The energy-error comparison uses an absolute relative error scale so the higher-accuracy methods remain visible next to Euler.
Two-Body Sun-Earth System
Our Sun and Earth files in the directory examples/two_body/sun_earth/, each plot the orbit of the Earth (blue line) around the Sun (red) over $25$ years, using a different iteration method. The simulation initializes Earth $1 AU$ along the x-axis from the Sun at the origin. We use a high number of steps, $N=1000$, to maximize integration accuracy. $25$ years is chosen because it spans multiple orbital periods and exposes long-term integration errors.
Euler Method
The Euler Method does not illustrate the full $25$ periods. The Earth also spirals out immediately, conserving very little total mechanical energy - leading to rapid orbital divergence. Therefore, the Euler method is not an accurate technique, so methods with a higher-order or greater resolution are required to trace-out celestial dynamics better. Euler fails due to accumulating first-order errors that destabilize the system rapidly, especially in energy-conserving dynamics like orbital motion.

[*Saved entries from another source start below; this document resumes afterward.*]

PR #813, opened 2021-05-08
Assimilate Android example project

ilammy:
Instead of keeping it in the [**cossacklabs/themis-java-examples**](https://github.com/cossacklabs/themis-java-examples) ghetto, allow the example to join the warm monorepo family.

### On Gradle

Note that this example uses Gradle, like Themis project itself, but the example is completely independent of the top-level Gradle project. It even uses a different version of Gradle wrapper because that's what Android Studio insists on. I'd like to keep it that way, so that users are able to copy and paste the project directory and get a working example.

The example is also tied to a published version of AndroidThemis, not the one being developed in the source tree. Maintainers will have to update the dependency manually, similar to how macOS/iOS examples work.

### On dependency updates

Standard operating procedure is in effect: before you do anything, blindly apply whatever updates Android Studio shoves down your throat, or else you'll regret it later.

### On Kotlin migration

I'm converting Android example to Kotlin because that's how most Android stuff is developed these days. Java is really a legacy language there. Java 16 is the current version. Android has mostly Java 7 with some selected bits of Java 8. Go figure.

JavaThemis will have its own separate example using Java specifically. AndroidThemis now has a Kotlin showcase.

### On automated tests

Just build the example to make sure it's not completely broken. It would be cool to test the resulting application but that opens up a whole new time hell hole, with launching emulators and stuff. I have no desire to dive there at the moment.

### Future work

This PR only migrates existing code. It would be nice to revision the example to make it nicer and more native, but that's a story for another day.

## Checklist

- [x] Changelog is updated


docs/examples/android/app/src/main/java/com/cossacklabs/themis/android/example/SecMessageExampleClient.kt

Below is the code output which includes the energy ratio:
Two-Body System Simulation Euler Method Results:
Body a mass: 1.99e+30 kg
Body b mass: 5.97e+24 kg
Total simulation time: 25.00 years
Time steps: 1000
Time step size: 9.13 days
Initial separation: 1.000 AU
Final separation: 10.296 AU
Energy conservation ratio: 0.145946
Midpoint Method
Output:
Two-Body System Simulation Midpoint Method Results:
Body a mass: 1.99e+30 kg
Body b mass: 5.97e+24 kg
Total simulation time: 25.00 years
Time steps: 1000
Time step size: 9.13 days
Initial separation: 1.000 AU
Final separation: 1.055 AU
Energy conservation ratio: 0.942958
Heun's Method
Heun’s method shows slightly less accuracy than the midpoint method in terms of final orbital radius and energy conservation. $\approx 15%$ of total energy is lost after $25$ years, compared to $\approx 6%$ for the midpoint method.
Output:
Two-Body System Simulation Heun's Method Results:
Body a mass: 1.99e+30 kg
Body b mass: 5.97e+24 kg
Total simulation time: 25.00 years
Time steps: 1000
Time step size: 9.13 days
Initial separation: 1.000 AU
Final separation: 1.219 AU
Energy conservation ratio: 0.849014
Runge-Kutta Method
The most accurate technique by far, as the orbit shows no noticeable perturbations or shifts.
Output:
Two-Body System Simulation Runge-Kutta Method Results:
Body a mass: 1.99e+30 kg
Body b mass: 5.97e+24 kg
Total simulation time: 25.00 years
Time steps: 1000
Time step size: 9.13 days
Initial separation: 1.000 AU
Final separation: 1.000 AU
Energy conservation ratio: 1.000422
Velocity Verlet Method
Velocity Verlet is a second-order symplectic method. For the Sun-Earth example it keeps the orbit close to circular and preserves energy well over the same 25-year horizon. Its main value is long-term qualitative stability: even when RK4 has a smaller local error, Verlet is often a better baseline for conservative orbital systems.
Three-Body Systems
We used the RK4 method for the three-body systems for accuracy. The example scripts are grouped under examples/three_body/ by model type: general/, special_solutions/, perturbations/, and restricted/.
Sun, Earth and Mars
Below illustrates the orbits of both the Earth and Mars around the Sun over a year. As the planets are far away enough, and as the sun is a lot more massive, the orbits appear to be stable until errors in the Runge-Kutta method cause the system to spiral.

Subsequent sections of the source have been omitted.